*AIM OF THE TASK*.
Report every line below that has the string "image" in it.

[EXERCISE INPUT Boundary: Start]

PR #5571, opened 2020-06-15
INSP: Improve lint check

### LINKED ISSUE #5567: Annotation level of lint inspections doesn't respect lint level of lint check attributes
## Environment

## Problem description
The plugin provides some "Lint" inspections. For example, "Trait naming convention", "Liveness analysis", etc. Such inspections are related to compiler inspections and error level of such inspections is controlled by [lint check attributes](https://doc.rust-lang.org/reference/attributes/diagnostics.html#lint-check-attributes).
You can mark some lint check as compiler error with `deny` or `forbid` attributes. But plugin inspections don't take them into account and always use warning level.

image

## Steps to reproduce
```rust
#[error(non_camel_case_types)]

trait foo {}
```

Stzx:
#### Improve
* Associate annotation level with lint level
* Support for `forbid` attribute

Closed #5567

### DIFF
--- a/src/main/kotlin/org/rust/ide/inspections/RsLint.kt
+++ b/src/main/kotlin/org/rust/ide/inspections/RsLint.kt
@@ -5,7 +5,9 @@
 
 package org.rust.ide.inspections
 
+import com.intellij.codeInspection.ProblemHighlightType
 import com.intellij.psi.PsiElement
+import org.rust.ide.inspections.RsLintLevel.*
 import org.rust.lang.core.psi.ext.*
 
 /**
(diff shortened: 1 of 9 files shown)


src/main/kotlin/org/rust/ide/inspections/RsLint.kt
```diff
@@ -14,14 +17,15 @@ import org.rust.lang.core.psi.ext.*
...
+    val defaultLevel: RsLintLevel = WARN,
+    val highlightType: Map<RsLintLevel, ProblemHighlightType> = mapOf(WARN to WARNING, DENY to GENERIC_ERROR)
 ) {
     NonSnakeCase("non_snake_case", listOf("bad_style")),
     NonCamelCaseTypes("non_camel_case_types", listOf("bad_style")),
     NonUpperCaseGlobals("non_upper_case_globals", listOf("bad_style")),
-    Deprecated("deprecated"),
-    UnusedVariables("unused_variables", listOf("unused")),
-    NeedlessLifetimes("clippy::needless_lifetimes", listOf("clippy::complexity", "clippy::all", "clippy"));
+    Deprecated("deprecated", highlightType = mapOf(WARN to LIKE_DEPRECATED, DENY to GENERIC_ERROR)),
```
Undin, line 26: Personally, I don't like this mapping via `map` because it's quite easy to forget some items in mapping and get wrong highlighting.
I suggest implementing a bit more wordy but less error-prone way. Let's add something like
```
protected open fun toHighlightingType(level: RsLintLevel): ProblemHighlightType {
    return when (level) {
        ALLOW -> INFORMATION
        WARN -> WARNING
        DENY, FORBID -> GENERIC_ERROR
    }
}
```
and override it for each lint variant (if necessary, of course). For example, for `Deprecated`:
```
override fun toHighlightingType(level: RsLintLevel): ProblemHighlightType {
    return if (level == WARN) LIKE_DEPRECATED else super.toHighlightingType(level)
}
```

Of course, you will have to move `getProblemHighlightType` from `RsLintInspection` to `RsLint` but it's ok

src/main/kotlin/org/rust/ide/inspections/RsLint.kt
```diff
@@ -33,7 +37,12 @@ enum class RsLint(
         .flatMap { it.queryAttributes.metaItems }
         .filter { it.metaItemArgs?.metaItemList.orEmpty().any { it.id == id || it.id in groupIds } }
         .mapNotNull { it.name?.let { RsLintLevel.valueForId(it) } }
-        .firstOrNull()
+        .let {
```
Undin, line 40: Do we really need it?

src/test/kotlin/org/rust/ide/inspections/RsLintLevelTest.kt
```diff
@@ -99,6 +99,20 @@ class RsLintLevelStructTest : RsInspectionsTestBase(RsStructNamingInspection::cl
         #[derive(Debug)]
         struct inhabitant;
     """)
+
+    fun testDirrectForbid() = checkByText("""
```
Undin, line 103: Let's use `test dirrect forbid` style for test naming.
`testDirrectForbid` is old style that we don't use anymore.
If you want, you may convert all test names in this file to use new style

src/main/kotlin/org/rust/ide/inspections/RsLint.kt
Stzx: If implemented using the above method, I think we will no longer need it.

Stzx: Yes i think we still need it to avoid the `forbid` declaration at the superior level.

But let me change the code a little bit and return `FORBID` instead of `DENY`.

src/main/kotlin/org/rust/ide/inspections/RsLint.kt
Stzx: > you will have to move `getProblemHighlightType` from `RsLintInspection` to `RsLint` but it's ok

Why do I need to move `getProblemHighlightType`?

src/test/kotlin/org/rust/ide/inspections/RsLintLevelTest.kt
Stzx: Okay, I will convert all test names to the new style.

Kobzol: And fix the `dirrect` typo please, it makes me nervous everytime I look at it! :D

src/main/kotlin/org/rust/ide/inspections/RsLint.kt
Undin: Because `toHighlightingType` is protected and can be used only from `RsLint`. I don't think we should make `toHighlightingType` public because it's an implementation detail of `RsLint`

Stzx: Oh, it seems that I misunderstood, I thought `toHighlightingType` was declared in `RsLintInspection`. 😆

Issue #5327, opened 2020-05-05
replace all occurrences not work


Sherlock-Holo:
## Environment

* **IntelliJ Rust plugin version:** 0.2.123.3059-201-nightly
* **Rust toolchain version:** rustc 1.45.0-nightly (65b448273 2020-05-03)
* **IDE name and version:** clion 2020.1.1
* **Operating system:** Arch Linux

## Problem description
replace all occurrences doesn't work

## Steps to reproduce

1. define a function like `get_data() -> u64`
2. use it in line 2
3. in line 1, type `get_data().let`
4. use the **replace all 2 occurrences**
5. it should create a variable at line 1 and replace line 2 `get_data()` with the variable, but not

Sherlock-Holo:
with plugin version `0.2.125.3154-201-nightly` it still doesn't work, is there any fixing plan for this? 😢

Kobzol:
Could you please post a specific Rust code snippet and tell us what action/refactoring are you trying to run? I don't understand what are you trying to achieve from your description. Thanks.

Sherlock-Holo:
original code
```rust
fn main() {
    let v = Vec::new();

    use_len(len(v))
}

fn len(v: Vec<i32>) -> usize {
    v.len()
}

fn use_len(len: usize) {}
```

insert `len(v)` before `use_len(len(v))` and type `.let` to create a variable for `len(v)`, it will display 
![image](https://user-images.githubusercontent.com/10096425/84590523-0319a480-ae6a-11ea-91cf-636a91f58fde.png)

choose "replace 2", but `use_len(len(v))` doesn't replace

dima74:
Looks likes this was fixed by #8100

PR #5573, opened 2020-06-15
FIX: replace all occurrences of bare expressions in RsIntroduceVariableHandler

Kobzol:
`RsIntroduceVariableHandler` wasn't replacing all occurrences of the selected expression in some cases, I added occurrence replacement to the `inlineLet` method.

Fixes: https://github.com/intellij-rust/intellij-rust/issues/5327

### DIFF
--- a/src/main/kotlin/org/rust/ide/refactoring/introduceVariable/impl.kt
+++ b/src/main/kotlin/org/rust/ide/refactoring/introduceVariable/impl.kt
@@ -40,8 +40,8 @@ private fun replaceExpression(editor: Editor, chosenExpr: RsExpr, exprs: List<Ps
 
     val replacer = ExpressionReplacer(project, editor, chosenExpr)
     when {
-        anchor == chosenExpr -> replacer.inlineLet(project, editor, chosenExpr, chosenExpr)
-        parent is RsExprStmt -> replacer.inlineLet(project, editor, chosenExpr, chosenExpr.parent)
+        anchor == chosenExpr -> replacer.inlineLet(project, editor, chosenExpr, chosenExpr, exprs)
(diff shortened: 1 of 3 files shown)


Kobzol:
Hmm, this behaviour is actually pretty strange. Here's what Kotlin does:
```kotlin
val a = 1
1/*caret*/
val b = 1

vvv

val i = 1
val a = i
i
val b = i
```
Therefore no *local* variable was introduced, because there's still `i` alone on its line. Maybe for this specific intention (`Introduce *local* variable`), we should disable the option to replace all occurrences?

Or is the difference between `Introduce variable` and `Introduce a local variable` simply that the first is a refactoring and the second is an intention?

mchernyavsky:
Many other plugins (e.g. C++) act in this way. However, Python does this:

```python
a = 1
1
b = 1

vvv

i = 1
a = i
b = i
```

I'm not sure which is better. @Undin What do you think?

Undin:
I think Python behavior quite unexpected because Java/Kotlin/C++ introduce variable refactorings do another transformation.
For the following code:
```rust
let a = 1;
1/*caret*/;
let b = 1;
```
I expected the following result in case of "Replace this occurrence only"
```rust
let a = 1;
let i = 1;
let b = 1;
```
and

```rust
let i = 1;
let a = 1;
i;
let b = 1;
```
in case of "Replace all occurrences"

Kobzol:
@Undin What behaviour should I implement?

mchernyavsky:
cc @Undin

dima74:
@Kobzol sorry for so long response, and looks like this was fixed in #8100

Kobzol:
This PR was at a standstill anyway, so let's close it.

Issue #1410, opened 2017-07-01
Display crate name for lib.rs in multi-crate workspace


kryptan:
When I open mod.rs there is always a name of the module displayed. However, if I open lib.rs/main.rs/Cargo.toml then name of the crate is displayed only if I open multiple files with the same name.

![image](https://user-images.githubusercontent.com/11528855/27761671-6f3c2128-5e69-11e7-9933-219d30cea2ea.png)

PR #5579, opened 2020-06-15
IDE: show parent folder name in editor tab for lib.rs, main.rs and Cargo.toml

Kobzol:
Fixes: https://github.com/intellij-rust/intellij-rust/issues/1410


src/main/kotlin/org/rust/ide/miscExtensions/RsModTabTitleProvider.kt
```diff
@@ -8,18 +8,25 @@ package org.rust.ide.miscExtensions
 import com.intellij.openapi.fileEditor.impl.UniqueNameEditorTabTitleProvider
 import com.intellij.openapi.project.Project
 import com.intellij.openapi.vfs.VirtualFile
+import org.rust.cargo.CargoConstants
+import org.rust.lang.RsConstants
 import org.rust.lang.core.psi.isRustFile
 import java.io.File
 
 class RsModTabTitleProvider : UniqueNameEditorTabTitleProvider() {
```
mchernyavsky, line 16: Now the class name is a bit confusing :)

Kobzol:
Thanks, this is much better. It can generate very long names in theory, but since it can now be turned off, that should be ok.

PR #5582, opened 2020-06-16
ANN: Enhanced Repr error detection

### LINKED ISSUE #5566: Show error annotation if repr attribute is placed on an unsupported item
## Environment

## Problem description
Currently, you can place `repr` attribute on each rust item the plugin doesn't produce [E0517](https://doc.rust-lang.org/error-index.html#E0517) error as expected.
It would be great to show the corresponding error in the editor when necessary and add `remove` quick fix. As an example, see `org.rust.ide.annotator.RsErrorAnnotator#checkInlineAttr`

## Steps to reproduce
```rust
#[repr(u8)]
fn foo() {}

#[repr(C)]
trait Foo {}
```

Stzx:
Support:
* `E0517`
* `E0552`

Closed #5566

### DIFF
--- a/src/main/kotlin/org/rust/ide/annotator/RsErrorAnnotator.kt
+++ b/src/main/kotlin/org/rust/ide/annotator/RsErrorAnnotator.kt
@@ -748,6 +748,7 @@ class RsErrorAnnotator : AnnotatorBase(), HighlightRangeExtension {
     private fun checkAttr(holder: RsAnnotationHolder, attr: RsAttr) {
         checkImplBothCopyAndDrop(holder, attr)
         checkInlineAttr(holder, attr)
+        checkReprAttribute(holder, attr)
         checkReprForEmptyEnum(holder, attr)
 
         if (attr.owner !is RsFunction)
@@ -802,6 +803,42 @@ class RsErrorAnnotator : AnnotatorBase(), HighlightRangeExtension {
         // Not using `enum.variants` to avoid false positive for enum without body
         if (enum.enumBody?.enumVariantList?.isEmpty() == true) {
             RsDiagnostic.ReprForEmptyEnumError(attr).addToHolder(holder)
+        }
+    }
+
+    private fun checkReprAttribute(holder: RsAnnotationHolder, attr: RsAttr) {
+        if (attr.metaItem.name != "repr") return
+
+        val owner = attr.owner ?: return
+
+        val reprArgs = attr.metaItem.metaItemArgs?.metaItemList.orEmpty()
+
+        check@ for (reprArg in reprArgs) {
+            val reprName = reprArg.name ?: continue
+
+            val errorText = when (reprName) {
+                "C", "transparent", "align" -> when (owner) {
+                    is RsStructItem, is RsEnumItem -> continue@check
+                    else -> "$reprName attribute should be applied to struct, enum, or union"
+                }
+
+                in TyInteger.NAMES -> when (owner) {
+                    is RsEnumItem -> continue@check
+                    else -> "$reprName attribute should be applied to enum"
+                }
+
+                "packed", "simd" -> when (owner) {
+                    is RsStructItem -> continue@check
+                    else -> "$reprName attribute should be applied to struct or union"
+                }
+
+                else -> {
+                    RsDiagnostic.UnrecognizedReprAttribute(reprArg, reprName).addToHolder(holder)
+                    continue@check
+                }
+            }
+
+            RsDiagnostic.ReprAttrUnsupportedItem(reprArg, errorText).addToHolder(holder)
         }
     }
 
--- a/src/test/kotlin/org/rust/ide/annotator/RsErrorAnnotatorTest.kt
+++ b/src/test/kotlin/org/rust/ide/annotator/RsErrorAnnotatorTest.kt
@@ -2756,6 +2756,7 @@ class RsErrorAnnotatorTest : RsAnnotatorTestBase(RsErrorAnnotator::class) {
             let x = 1<error descr="`...` syntax is deprecated. Use `..` for an exclusive range or `..=` for an inclusive range">...</error>;;
         }
     """)
+
     fun `test inclusive range with end E0586`() = checkErrors("""
         fn foo() {
             let x = 1..=2;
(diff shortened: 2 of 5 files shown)


src/main/kotlin/org/rust/ide/annotator/RsErrorAnnotator.kt
```diff
@@ -772,6 +773,39 @@ class RsErrorAnnotator : AnnotatorBase(), HighlightRangeExtension {
         }
     }
 
+    private fun checkReprAttribute(holder: RsAnnotationHolder, attr: RsAttr) {
+        if (attr.metaItem.name != "repr") return
+
+        val reprArgs = attr.metaItem.metaItemArgs?.metaItemList.orEmpty()
+
+        reprArgs.forEach {
+            val reprName = it.name ?: return
```
mchernyavsky, line 782: This is non-local `return` directly to the caller of `checkReprAttribute`. Is it intentional or should it be a local return?

mchernyavsky: > or should it be a local return?

In this case, let's use a simple for loop with a label:
```kotlin
label@ for (reprArg in reprArgs) {
    val reprName = reprArg.name ?: continue
    val owner = attr.owner ?: continue

    val errorText = when (reprName) {
        "C", "transparent", "align" -> when (owner) {
            is RsStructItem, is RsEnumItem -> continue@label
            else -> "$reprName attribute should be applied to struct, enum, or union"
        }
        in REPR_PRIMITIVE_REPRESENTATIONS -> when (owner) {
            is RsEnumItem -> continue@label
            else -> "$reprName attribute should be applied to enum"
        }
        "packed" -> when (owner) {
            is RsStructItem -> continue@label
            else -> "packed attribute should be applied to struct or union"
        }
        else -> {
            RsDiagnostic.UnrecognizedReprAttribute(reprArg, reprName).addToHolder(holder)
            continue@label
        }
    }

    RsDiagnostic.ReprAttrUnsupportedItem(reprArg, errorText).addToHolder(holder)
}
```

Stzx: This is intentional, I think this provides some help for `E0587`, `E0692` and other several wrong implementations (probably?

> ```kotlin
> label@ for (reprArg in reprArgs) {
>     val reprName = reprArg.name ?: continue
>     val owner = attr.owner ?: continue
> 
>     val errorText = when (reprName) {
>         "C", "transparent", "align" -> when (owner) {
>             is RsStructItem, is RsEnumItem -> continue@label
>             else -> "$reprName attribute should be applied to struct, enum, or union"
>         }
>         in REPR_PRIMITIVE_REPRESENTATIONS -> when (owner) {
>             is RsEnumItem -> continue@label
>             else -> "$reprName attribute should be applied to enum"
>         }
>         "packed" -> when (owner) {
>             is RsStructItem -> continue@label
>             else -> "packed attribute should be applied to struct or union"
>         }
>         else -> {
>           RsDiagnostic.UnrecognizedReprAttribute(reprArg, reprName).addToHolder(holder)
>             continue@label
>         }
>     }
> 
>     RsDiagnostic.ReprAttrUnsupportedItem(reprArg, errorText).addToHolder(holder)
> }
> ```

But this may be more intuitive, I will modify.

src/main/kotlin/org/rust/ide/annotator/RsErrorAnnotator.kt
```diff
@@ -969,6 +1006,8 @@ class RsErrorAnnotator : AnnotatorBase(), HighlightRangeExtension {
         !(el.reference.resolve() != null || el.reference.multiResolve().size > 1)
 }
 
+private val REPR_PRIMITIVE_REPRESENTATIONS = listOf("u8", "u16", "u32", "u64", "u128", "usize", "i8", "i16", "i32", "i64", "i128", "isize")
```
mchernyavsky, line 1009: You can use `TyInteger.NAMES`.

src/main/kotlin/org/rust/ide/annotator/RsErrorAnnotator.kt
```diff
@@ -805,6 +806,42 @@ class RsErrorAnnotator : AnnotatorBase(), HighlightRangeExtension {
...
+                    is RsStructItem, is RsEnumItem -> continue@check
+                    else -> "$reprName attribute should be applied to struct, enum, or union"
+                }
+
+                in REPR_PRIMITIVE_REPRESENTATIONS -> when (owner) {
+                    is RsEnumItem -> continue@check
+                    else -> "$reprName attribute should be applied to enum"
+                }
+
+                "packed" -> when (owner) {
```
mchernyavsky, line 830: What about the `simd` attribute?

Stzx: Oh it looks like i forgot it. :D

Undin:
Hm, sorry
bors r=mchernyavsky

src/test/kotlin/org/rust/ide/annotator/RsErrorAnnotatorTest.kt
```diff
@@ -3389,4 +3390,64 @@ class RsErrorAnnotatorTest : RsAnnotatorTestBase(RsErrorAnnotator::class) {
             let a: [u8; <error descr="Calls in constants are limited to constant functions, tuple structs and tuple variants [E0015]">foo</error>(1, <error descr="A non-constant value was used in a constant expression [E0435]">bar</error>)];
         }
     """)
+
+    fun `test E0517 placement repr C`() = checkErrors("""
+        #[repr(<error descr="C attribute should be applied to struct, enum, or union [E0517]">C</error>)]
```
Undin, line 3395: Hm, does it make sense to mark only `C` attribute since `repr` attribute can be applied for type item at all?

vlad20012:
did we run real project tests here?

src/test/kotlin/org/rust/ide/annotator/RsErrorAnnotatorTest.kt
Stzx: There is no special meaning, just to detect whether there is an error when placed in `type`.

Stzx:
> did we run real project tests here?

I used it and tested it on a private project. I think I should try the `cargo` project?

mchernyavsky:
> did we run real project tests here?

I tested it on `cargo` and `mysql_async`.

src/test/kotlin/org/rust/ide/annotator/RsErrorAnnotatorTest.kt
Stzx: PR has been merged, is there anything that needs to be fixed here?

Undin: I see two things that we can improve here:
* if builtin `repr` attribute cannot be applied to a particular item (for example, for trait), there is no need to annotate arguments of the attr. Let's better annotate `repr` attribute itself in this case and provide quick fix to remove it. I know that compiler provides error for a particular argument but I don't know why.
* Potentially, you can create your own `repr` proc macro and provide custom rules for it. In this case, we shouldn't annotate anything because we don't know anything about these rules (at least for now). Note, the current implementation provides false positive for this case only when custom `repr` attribute is imported in current scope.
For example:
```rust
//- lib.rs
#[proc_macro_attribute]
pub fn repr(attr: TokenStream, item: TokenStream) -> TokenStream {
    item
}

//- main.rs
use lib::repr;

#[repr(C)] // <- we should provide neither E0517 nor E0552 in this case because compiler provides E0659
type Foo = i32;
```
Of course, it's rather rare case

Stzx: I want to address this situation, the simplest fix method.

```kotlin
if (attr.metaItem.name != "repr" || attr.metaItem.path?.reference?.resolve() != null) return
```

Undin: Yep, looks perfect solution for the second case

Stzx: This issue also affects declarations such as `inline`, `feature`, etc.

Stzx: > if builtin repr attribute cannot be applied to a particular item (for example, for trait), there is no need to annotate arguments of the attr. Let's better annotate repr attribute itself in this case and provide quick fix to remove it. I know that compiler provides error for a particular argument but I don't know why.

Maybe for this situation(Multiple attribute value declarations)
```rust
#[repr(C, i32)]
struct Test(i32);
```
`C` can be placed on a `struct`, but `i32` is not

Undin: > This issue also affects attribute declarations such as inline, feature, etc.

Yep. Ideally, we should check that there isn't custom attr proc macro in all such cases.
But as I mentioned above, it's a rather rare case

Undin: > Maybe for this situation(Multiple attribute value declarations)

In your case, `repr` attribute may make sense for struct in general, but currently, it doesn't make sense for traits, type aliases, functions, etc. with any parameters so I think it's rather natural to suggest to drop the whole attribute instead of only its part.

In the mentioned case, the current implementation works as expected

Issue #5568, opened 2020-06-14
Literal overflow inspection


Undin:
## Environment

* **IntelliJ Rust plugin version:** 0.2.125.3158-202-nightly
* **Rust toolchain version:** 1.46.0-nightly (0262de554 2020-06-07) x86_64-apple-darwin
* **IDE name and version:** IntelliJ IDEA 2020.2 EAP Ultimate Edition (IU-202.5428.22)
* **Operating system:** macOS 10.13.6

## Problem description
Currently, the plugin doesn't check integer overflow if a literal value is out of supported value range of the particular type. It would be nice to have such check as a separate inspection. Note, there is `overflowing_literals` attribute to modify error level for the compiler (default is `deny`).

## Steps to reproduce
```rust
#[repr(u8)]
pub enum Color {
    White = 0xFFF, // overflow
}

fn main() {
    let a: u16 = 100_000_000; // overflow
}
```

Undin:
See `org.rust.ide.inspections.RsLintInspection` as base class of lint inspections and `org.rust.lang.utils.evaluation.ConstExprBuilder` as base class for constant evaluation

PR #5585, opened 2020-06-16
INSP: add RsIntegerOverflowInspection

Kobzol:
This PR adds inspection that checks integer literal overflows.

I tried to reuse `ConstExprEvaluator` as much as I could, but I ended up rewriting a small evaluation function to have better control of the result. There was also an off-by-one error in some of the integer ranges of `ConstExprEvaluator`. 

There are some unresolved things:
1) `isize/usize`: should we query the pointer size of the architecture of the corresponding Rust target? Or just treat it as `i64/u64`? Or ignore this type altogether?
2) Large types (`i64`, `u64`, `i128`, `u128`) cannot be fully represented by `Long`, which is used by the const evaluator. Rustc fully checks `u64` and `i64`, but it gives up at a certain point and when the integer literal is too large, the compilation fails with an error, so it cannot check all of `i128`/`u128`.

Possible solutions of 2):
- Simply ignore the overflow check if the literal is unrepresentable by `Long`. I think that this solution is ok, as users are unlikely to write such large literals.
- Rewrite a part of the const expr evaluator using `BigInteger`.

Fixes: https://github.com/intellij-rust/intellij-rust/issues/5568

### DIFF
--- a/src/main/kotlin/org/rust/ide/inspections/RsIntegerOverflowInspection.kt
+++ b/src/main/kotlin/org/rust/ide/inspections/RsIntegerOverflowInspection.kt
@@ -1,0 +1,54 @@
+/*
+ * Use of this source code is governed by the MIT license that can be
+ * found in the LICENSE file.
+ */
+
+package org.rust.ide.inspections
+
+import com.intellij.psi.PsiElement
+import com.intellij.psi.PsiElementVisitor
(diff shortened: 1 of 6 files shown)


Kobzol:
Closing as this is superseded by https://github.com/intellij-rust/intellij-rust/pull/5699.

[EXERCISE INPUT Boundary: End]

*EXERCISE RESULT*.
image
![image](https://user-images.githubusercontent.com/10096425/84590523-0319a480-ae6a-11ea-91cf-636a91f58fde.png)
![image](https://user-images.githubusercontent.com/11528855/27761671-6f3c2128-5e69-11e7-9933-219d30cea2ea.png)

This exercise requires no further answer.